Give that our $M$ is much smaller than $K$, we are throwing away the majority of the dataset in order to accomplish this, let's see how this new regression does.

In [3]:

```
c_ols_uncensored = np.linalg.lstsq(X_ordered[:M], y_censored[:M], rcond=None)[0]
fit_ols_uncensored = X_ordered.dot(c_ols_uncensored)
plot_fit(fit_ols_uncensored, 'OLS fit with uncensored data only')
bad_predictions = (fit_ols_uncensored<=D) & (np.arange(K)>=M)
plt.plot(np.arange(K)[bad_predictions], fit_ols_uncensored[bad_predictions], color='orange', marker='o', lw=0);
```

We can see that the fit for the uncensored portion is now vastly improved. Even the fit for the censored data is now relatively unbiased i.e. the fitted values (red points) are now centered around the uncensored obsevations (cyan points).

The one glaring issue with this arrangement is that we are now predicting many observations to be *below* $D$ (orange) even though we are well aware that this is not the case. Let's try to fix this.

Instead of throwing away all censored observations, lets leverage these observations to enforce the additional information that we know, namely that $y$ is bounded from below. We can do this by setting additional constraints:

$$ \begin{array}{ll} \underset{c}{\mbox{minimize}} & \sum_{i=1}^M (y^{(i)} - c^T x^{(i)})^2 \\ \mbox{subject to} & c^T x^{(i)} \geq D\\ & \mbox{for } i=\mbox{M+1},\ldots,K \end{array} $$

In [4]:

```
import cvxpy as cp
X_uncensored = X_ordered[:M, :]
c = cp.Variable(shape=n)
objective = cp.Minimize(cp.sum_squares(X_uncensored*c - y_ordered[:M]))
constraints = [ X_ordered[M:,:]*c >= D]
prob = cp.Problem(objective, constraints)
result = prob.solve()
c_cvx = np.array(c.value).flatten()
fit_cvx = X_ordered.dot(c_cvx)
plot_fit(fit_cvx, 'CVX fit')
```

Qualitatively, this already looks better than before as it no longer predicts inconsistent values with respect to the censored portion of the data. But does it do a good job of actually finding coefficients $c$ that are close to our original data?

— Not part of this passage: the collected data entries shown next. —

PR #1044, opened 2026-06-18
Compact sets in `RelationAnalysis`

xeren:
- Adds `IndexedDomain<T>`, a list of distinct elements with a hashtable-powered `indexOf` method.
- Adds `IndexedSet<T>`, an implementation of `Set<T>` that uses `IndexedDomain<T>` and a bit array to describe its contents.
- Memoizes the results of `ExecutionAnalysis` (EA) with `IndexedSet`.
- Replaces usages `HashSet<T>` with `IndexedSet<T>` in `RelationAnalysis` (RA) and `ActiveSetAnalysis` (ASA).
- Adds ~`VisibilityAnalysis`~ `RelationEventDomains` to allow using a smaller *domain* on most relations in `RelationAnalysis`.
- Enhances the precision of the Extended Relation Analysis (XRA):
  Given a transitive closure $r\mathrel{:=}s^+$.  The event pair set $\delta$ has previously been disabled in $s$, such that $\mathsf{may}(s)\cap\delta$ is empty.
  The bottom-up propagation should compute $\mathsf{may}(r)\setminus\mathsf{may}(s)^+$.
  In development, the result was smaller $(\delta\cup(\delta\mathrel;\mathsf{may}(r)))\setminus\mathsf{may}(s)^+$.
  Without this, XRA and ASA produce the same results as `development` in all tests.
- *Edit:* Adds `EventDomainRepository` to create domains to be used by analyses.

**Table 1** - Performance for suite `benchmarks/challenging` in seconds (only the mentioned analyses).  For each pair of rows, the upper describes `development` and the lower describes this PR.
| Benchmark | EA | RA | XRA | ASA | Total
| - | - | - | - | - | -
| `cna.c rc11.cat` | 0.0 | 2.2 | 2.0 | 6.6 | 10.8
| | 0.1 | 0.2 | 0.5 | 0.3 | 1.1
| `cna.c imm.cat` | 0.0 | 1.4 | 1.3 | 5.0 | 7.7
| | 0.1 | 0.3 | 0.3 | 0.3 | 1.0
| `harris-3.c rc11.cat` | 0.0 | 86 | 159 | 381 | 626
| | 1.9 | 1.8 | 6.1 | 5.7 | 15.5
| `harris-3.c imm.cat` | 0.0 | 58 | 68 | 395 | 521
| | 2.0 | 1.9 | 3.7 | 5.0 | 12.6
| `wsq.c rc11.cat` | 0.0 | 4.0 | 16.8 | 8.2 | 29.0
| | 0.2 | 0.2 | 1.0 | 0.6 | 2.0
| `wsq.c imm.cat` | 0.0 | 4.5 | 12.6 | 6.7 | 23.8
| | 0.2 | 0.3 | 0.7 | 0.5 | 1.7


dartagnan/src/main/java/com/dat3m/dartagnan/encoding/ActiveSetAnalysis.java
```diff
@@ -151,26 +155,26 @@ private void run() {
         // ---- Initialize active set propagation queue ----
         final Map<Relation, List<EventGraph>> propagationQueue = new HashMap<>();
         axioms.forEach(a -> {
-            final EventGraph relevant = filterUnknowns(axiom2RelevantSets.get(a), a.getRelation());
+            final EventGraph relevant = filterUnknowns(new IndexedEventGraph(axiom2RelevantSets.get(a)), a.getRelation());
```
hernanponcedeleon: Why now you need to create a copy of the graph (via `new`) but before this was not the case?

dartagnan/src/main/java/com/dat3m/dartagnan/encoding/ActiveSetAnalysis.java
```diff
@@ -365,29 +379,29 @@ public Map<Relation, EventGraph> visitComposition(Composition comp) {
...
+                final Set<Event> e1may1 = k1.getMaySet().getRange(e1);
+                for (Event e3 : news.getRange(e1)) {
+                    final Set<Event> e2Set = new IndexedSet<>((IndexedSet<Event>) may2In.getRange(e3));
+                    e2Set.retainAll(e1may1);
+                    set1.addRange(e1, e2Set);
+                    set2In.addRange(e3, e2Set);
                 }
-            });
+            }
+            final MutableEventGraph set2 = set2In.inverse();
```
hernanponcedeleon: I find the naming convention `In` weird.  At some point I thought it was about inverse, but then you use it in part that has nothing to do with inverse, and there are other inverse-related ones that do not use `In`

dartagnan/src/main/java/com/dat3m/dartagnan/encoding/ActiveSetAnalysis.java
```diff
@@ -437,27 +451,27 @@ public Map<Relation, EventGraph> visitProduct(CartesianProduct product) {
...
-                        }
-                        if (!k0.getMustSet().contains(e, e2)) {
-                            factors.add(e, e2);
-                        }
-                    }
+            final EventGraph k0MayIn = k0.getMaySet().inverse();
+            for (Event e1 : news.getDomain()) {
+                final Set<Event> e1k0May = k0.getMaySet().getRange(e1);
+                for (Event e3 : news.getRange(e1)) {
+                    final IndexedSet<Event> e2Set = exec.eventDomain().newSet(k0MayIn.getRange(e3));
```
hernanponcedeleon: why e2 as var name?

dartagnan/src/main/java/com/dat3m/dartagnan/program/analysis/Dependency.java
```diff
@@ -158,7 +158,7 @@ private static State process(Event reader, Set<Writer> state, Register register,
         List<RegWriter> candidates = state.stream()
                 .filter(e -> e.register.equals(register))
                 .map(e -> e.event)
-                .filter(e -> reader == null || !exec.areMutuallyExclusive(reader, e))
+                .filter(e -> reader == null || e == null || !exec.areMutuallyExclusive(reader, e))
```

We'll use a simple Euclidean distance $\|c_\mbox{true} - c\|_2$ to compare:

In [5]:

```
print("norm(c_true - c_cvx): {:.2f}".format(np.linalg.norm((c_true - c_cvx))))
print("norm(c_true - c_ols_uncensored): {:.2f}".format(np.linalg.norm((c_true - c_ols_uncensored))))
```

Fitting censored data to a parametric distribution can be challenging as the MLE solution is often not analytically tractable. However, many MLEs can be converted into a convex optimization problems as show above. With the advent of simple-to-use and robust numerical packages, we can now solve these problems easily while taking into account the entirety of our information set by enforcing consistency conditions on various portions of the data.